Your answer must be the full listing, repeated word for word.

*** SUPPLIED INFORMATION Section Begins ***

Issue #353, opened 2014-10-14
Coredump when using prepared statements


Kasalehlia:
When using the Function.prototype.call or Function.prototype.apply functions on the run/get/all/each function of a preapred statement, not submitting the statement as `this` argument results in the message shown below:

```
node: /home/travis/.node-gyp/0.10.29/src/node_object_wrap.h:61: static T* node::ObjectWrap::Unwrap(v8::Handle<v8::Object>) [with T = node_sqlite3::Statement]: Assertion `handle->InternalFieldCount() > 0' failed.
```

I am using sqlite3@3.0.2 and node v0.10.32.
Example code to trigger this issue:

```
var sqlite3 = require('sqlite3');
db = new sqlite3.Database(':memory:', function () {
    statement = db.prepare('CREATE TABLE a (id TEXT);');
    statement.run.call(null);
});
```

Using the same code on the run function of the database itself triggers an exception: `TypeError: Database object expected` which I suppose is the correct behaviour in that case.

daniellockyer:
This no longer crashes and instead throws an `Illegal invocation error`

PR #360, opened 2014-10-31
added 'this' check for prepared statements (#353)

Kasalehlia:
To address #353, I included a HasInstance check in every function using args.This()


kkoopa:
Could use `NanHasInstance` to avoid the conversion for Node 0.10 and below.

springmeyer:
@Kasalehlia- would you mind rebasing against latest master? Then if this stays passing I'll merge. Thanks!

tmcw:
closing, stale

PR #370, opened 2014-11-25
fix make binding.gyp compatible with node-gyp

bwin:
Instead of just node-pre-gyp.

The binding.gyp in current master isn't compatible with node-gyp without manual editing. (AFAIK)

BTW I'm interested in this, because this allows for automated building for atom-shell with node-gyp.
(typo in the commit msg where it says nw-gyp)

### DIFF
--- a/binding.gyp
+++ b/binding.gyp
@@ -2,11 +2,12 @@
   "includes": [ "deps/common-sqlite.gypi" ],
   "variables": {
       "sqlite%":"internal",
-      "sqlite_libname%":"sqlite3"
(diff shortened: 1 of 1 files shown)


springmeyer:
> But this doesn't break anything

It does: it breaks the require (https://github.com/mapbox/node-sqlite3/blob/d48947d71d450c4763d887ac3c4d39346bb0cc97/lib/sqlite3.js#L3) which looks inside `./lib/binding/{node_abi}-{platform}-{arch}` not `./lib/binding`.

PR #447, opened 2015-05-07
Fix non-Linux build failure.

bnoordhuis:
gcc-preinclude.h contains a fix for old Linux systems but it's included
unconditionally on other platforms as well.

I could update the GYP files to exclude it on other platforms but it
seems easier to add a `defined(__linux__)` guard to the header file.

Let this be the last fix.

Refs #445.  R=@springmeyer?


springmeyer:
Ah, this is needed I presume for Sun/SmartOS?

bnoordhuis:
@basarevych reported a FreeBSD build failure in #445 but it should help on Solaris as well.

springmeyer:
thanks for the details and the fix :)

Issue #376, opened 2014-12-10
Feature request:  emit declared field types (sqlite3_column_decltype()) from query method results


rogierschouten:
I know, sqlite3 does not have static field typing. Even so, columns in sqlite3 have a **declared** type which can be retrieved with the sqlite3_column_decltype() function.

*** SUPPLIED INFORMATION Section Ends ***

* **COMPLETED TASK**:
Issue #353, opened 2014-10-14
Coredump when using prepared statements


Kasalehlia:
When using the Function.prototype.call or Function.prototype.apply functions on the run/get/all/each function of a preapred statement, not submitting the statement as `this` argument results in the message shown below:

```
node: /home/travis/.node-gyp/0.10.29/src/node_object_wrap.h:61: static T* node::ObjectWrap::Unwrap(v8::Handle<v8::Object>) [with T = node_sqlite3::Statement]: Assertion `handle->InternalFieldCount() > 0' failed.
```

I am using sqlite3@3.0.2 and node v0.10.32.
Example code to trigger this issue:

```
var sqlite3 = require('sqlite3');
db = new sqlite3.Database(':memory:', function () {
    statement = db.prepare('CREATE TABLE a (id TEXT);');
    statement.run.call(null);
});
```

Using the same code on the run function of the database itself triggers an exception: `TypeError: Database object expected` which I suppose is the correct behaviour in that case.

daniellockyer:
This no longer crashes and instead throws an `Illegal invocation error`

PR #360, opened 2014-10-31
added 'this' check for prepared statements (#353)

Kasalehlia:
To address #353, I included a HasInstance check in every function using args.This()


kkoopa:
Could use `NanHasInstance` to avoid the conversion for Node 0.10 and below.

springmeyer:
@Kasalehlia- would you mind rebasing against latest master? Then if this stays passing I'll merge. Thanks!

tmcw:
closing, stale

PR #370, opened 2014-11-25
fix make binding.gyp compatible with node-gyp

bwin:
Instead of just node-pre-gyp.

The binding.gyp in current master isn't compatible with node-gyp without manual editing. (AFAIK)

BTW I'm interested in this, because this allows for automated building for atom-shell with node-gyp.
(typo in the commit msg where it says nw-gyp)

### DIFF
--- a/binding.gyp
+++ b/binding.gyp
@@ -2,11 +2,12 @@
   "includes": [ "deps/common-sqlite.gypi" ],
   "variables": {
       "sqlite%":"internal",
-      "sqlite_libname%":"sqlite3"
(diff shortened: 1 of 1 files shown)


springmeyer:
> But this doesn't break anything

It does: it breaks the require (https://github.com/mapbox/node-sqlite3/blob/d48947d71d450c4763d887ac3c4d39346bb0cc97/lib/sqlite3.js#L3) which looks inside `./lib/binding/{node_abi}-{platform}-{arch}` not `./lib/binding`.

PR #447, opened 2015-05-07
Fix non-Linux build failure.

bnoordhuis:
gcc-preinclude.h contains a fix for old Linux systems but it's included
unconditionally on other platforms as well.

I could update the GYP files to exclude it on other platforms but it
seems easier to add a `defined(__linux__)` guard to the header file.

Let this be the last fix.

Refs #445.  R=@springmeyer?


springmeyer:
Ah, this is needed I presume for Sun/SmartOS?

bnoordhuis:
@basarevych reported a FreeBSD build failure in #445 but it should help on Solaris as well.

springmeyer:
thanks for the details and the fix :)

Issue #376, opened 2014-12-10
Feature request:  emit declared field types (sqlite3_column_decltype()) from query method results


rogierschouten:
I know, sqlite3 does not have static field typing. Even so, columns in sqlite3 have a **declared** type which can be retrieved with the sqlite3_column_decltype() function.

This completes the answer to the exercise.